### Exercise details
Can you transcribe every record below exactly as it appears?

Dataset entries:
PR #779, opened 2021-04-23
Warn against potentially risky hostPrefixes

### LINKED ISSUE #778: hostPrefix property in endpoint trait should validate prefix ends in dot (.)
The endpoint trait is not required to end in a dot. Is this by design? In the Smithy docs for `hostLabel` it has this example:

```
@endpoint(hostPrefix: "{foo}.data")
```

But for an endpoint `example.com` and `foo = "foo"` it would become `foo.dataexample.com`, unless clients or code generators are validating against this. I think it's dangerous to allow this because it changes the configured host and not limited to prefixing as the trait suggests. If you agree, I think it also makes sense to call out this validation in the documentation, too.

JordonPhillips:
This updates the documentation and adds a warning for the case where a `hostPrefix` contains a host label but does not end in a period. This is potentially risky since it could change the domain to something that the modeler doesn't control. For example, a host label of `{foo}` combined with a configured endpoint `example.com` could result in a resolved host of `mistakeexample.com` when the modeler wanted it to resolve to `mistake.example.com`. If the modeler doesn't own EVERY domain suffixed by the configured endpoint then it is possible that customer data will be exposed.

Resolves #778 

### DIFF
--- a/smithy-model/src/main/java/software/amazon/smithy/model/validation/validators/HostLabelTraitValidator.java
+++ b/smithy-model/src/main/java/software/amazon/smithy/model/validation/validators/HostLabelTraitValidator.java
@@ -50,6 +50,8 @@ import software.amazon.smithy.model.validation.ValidationUtils;
  *     operation have corresponding hostLabel traits.</li>
  *     <li>Validates that an expanded version of each endpoint hostPrefix of
  *     each operation is a valid RFC 3896 host.</li>
+ *     <li>Validates that the host prefix SHOULD end in a period if it contains
+ *     host labels.</li>
  * </ul>
  */
 public final class HostLabelTraitValidator extends AbstractValidator {
@@ -81,6 +83,9 @@ public final class HostLabelTraitValidator extends AbstractValidator {
 
         // Validate the host can become a valid RFC 3986 Section 3.2.2 host.
         validateExpandedPattern(operation, endpoint).ifPresent(events::add);
+
+        // Validate the host prefix SHOULD end in a period if it has labels.
+        validateTrailingPeriod(operation, endpoint).ifPresent(events::add);
 
         // If the operation has labels then it must also have input.
         if (!operation.getInput().isPresent() && !endpoint.getHostPrefix().getLabels().isEmpty()) {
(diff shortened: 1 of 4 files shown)


smithy-model/src/main/java/software/amazon/smithy/model/validation/validators/HostLabelTraitValidator.java
```diff
@@ -154,4 +159,14 @@
         }
         return Optional.empty();
     }
+
+    private Optional<ValidationEvent> validateTrailingPeriod(OperationShape operation, EndpointTrait trait) {
+        SmithyPattern hostPrefix = trait.getHostPrefix();
+        if (!hostPrefix.toString().endsWith(".") && !hostPrefix.getLabels().isEmpty()) {
+            String message = "`endpoint` trait hostPrefix contains host labels and does not end in a period (`.`). "
+                    + "This can result in clients inadvertently sending data to domains you do not control.";
+            return Optional.of(warning(operation, trait, message));
```
JordonPhillips, line 168: I am also open to changing this to a DANGER. Right now 8 AWS services use a `hostPrefix` and none of them would run afoul of this validator.

mullermp:
Thanks for addressing the issue. The [hostLabel documentation](https://awslabs.github.io/smithy/1.0/spec/core/endpoint-traits.html#hostlabel-trait)
has an example `@endpoint(hostPrefix: "{foo}.data")`. Could this be changed too?

smithy-model/src/main/java/software/amazon/smithy/model/validation/validators/HostLabelTraitValidator.java
mullermp: DANGER (or an outright failure) I think is appropriate..

JordonPhillips:
Whoops, that was actually a bug - the other example on the page and the json version of that same example all end in periods

srchase (approved):

smithy-model/src/main/java/software/amazon/smithy/model/validation/validators/HostLabelTraitValidator.java
kstich: +1 on making this a DANGER, given it's specific to the label-having prefixes.

JordonPhillips: done

kstich (approved):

### The completed task
PR #779, opened 2021-04-23
Warn against potentially risky hostPrefixes

### LINKED ISSUE #778: hostPrefix property in endpoint trait should validate prefix ends in dot (.)
The endpoint trait is not required to end in a dot. Is this by design? In the Smithy docs for `hostLabel` it has this example:

```
@endpoint(hostPrefix: "{foo}.data")
```

But for an endpoint `example.com` and `foo = "foo"` it would become `foo.dataexample.com`, unless clients or code generators are validating against this. I think it's dangerous to allow this because it changes the configured host and not limited to prefixing as the trait suggests. If you agree, I think it also makes sense to call out this validation in the documentation, too.

JordonPhillips:
This updates the documentation and adds a warning for the case where a `hostPrefix` contains a host label but does not end in a period. This is potentially risky since it could change the domain to something that the modeler doesn't control. For example, a host label of `{foo}` combined with a configured endpoint `example.com` could result in a resolved host of `mistakeexample.com` when the modeler wanted it to resolve to `mistake.example.com`. If the modeler doesn't own EVERY domain suffixed by the configured endpoint then it is possible that customer data will be exposed.

Resolves #778 

### DIFF
--- a/smithy-model/src/main/java/software/amazon/smithy/model/validation/validators/HostLabelTraitValidator.java
+++ b/smithy-model/src/main/java/software/amazon/smithy/model/validation/validators/HostLabelTraitValidator.java
@@ -50,6 +50,8 @@ import software.amazon.smithy.model.validation.ValidationUtils;
  *     operation have corresponding hostLabel traits.</li>
  *     <li>Validates that an expanded version of each endpoint hostPrefix of
  *     each operation is a valid RFC 3896 host.</li>
+ *     <li>Validates that the host prefix SHOULD end in a period if it contains
+ *     host labels.</li>
  * </ul>
  */
 public final class HostLabelTraitValidator extends AbstractValidator {
@@ -81,6 +83,9 @@ public final class HostLabelTraitValidator extends AbstractValidator {
 
         // Validate the host can become a valid RFC 3986 Section 3.2.2 host.
         validateExpandedPattern(operation, endpoint).ifPresent(events::add);
+
+        // Validate the host prefix SHOULD end in a period if it has labels.
+        validateTrailingPeriod(operation, endpoint).ifPresent(events::add);
 
         // If the operation has labels then it must also have input.
         if (!operation.getInput().isPresent() && !endpoint.getHostPrefix().getLabels().isEmpty()) {
(diff shortened: 1 of 4 files shown)


smithy-model/src/main/java/software/amazon/smithy/model/validation/validators/HostLabelTraitValidator.java
```diff
@@ -154,4 +159,14 @@
         }
         return Optional.empty();
     }
+
+    private Optional<ValidationEvent> validateTrailingPeriod(OperationShape operation, EndpointTrait trait) {
+        SmithyPattern hostPrefix = trait.getHostPrefix();
+        if (!hostPrefix.toString().endsWith(".") && !hostPrefix.getLabels().isEmpty()) {
+            String message = "`endpoint` trait hostPrefix contains host labels and does not end in a period (`.`). "
+                    + "This can result in clients inadvertently sending data to domains you do not control.";
+            return Optional.of(warning(operation, trait, message));
```
JordonPhillips, line 168: I am also open to changing this to a DANGER. Right now 8 AWS services use a `hostPrefix` and none of them would run afoul of this validator.

mullermp:
Thanks for addressing the issue. The [hostLabel documentation](https://awslabs.github.io/smithy/1.0/spec/core/endpoint-traits.html#hostlabel-trait)
has an example `@endpoint(hostPrefix: "{foo}.data")`. Could this be changed too?

smithy-model/src/main/java/software/amazon/smithy/model/validation/validators/HostLabelTraitValidator.java
mullermp: DANGER (or an outright failure) I think is appropriate..

JordonPhillips:
Whoops, that was actually a bug - the other example on the page and the json version of that same example all end in periods

srchase (approved):

smithy-model/src/main/java/software/amazon/smithy/model/validation/validators/HostLabelTraitValidator.java
kstich: +1 on making this a DANGER, given it's specific to the label-having prefixes.

JordonPhillips: done

kstich (approved):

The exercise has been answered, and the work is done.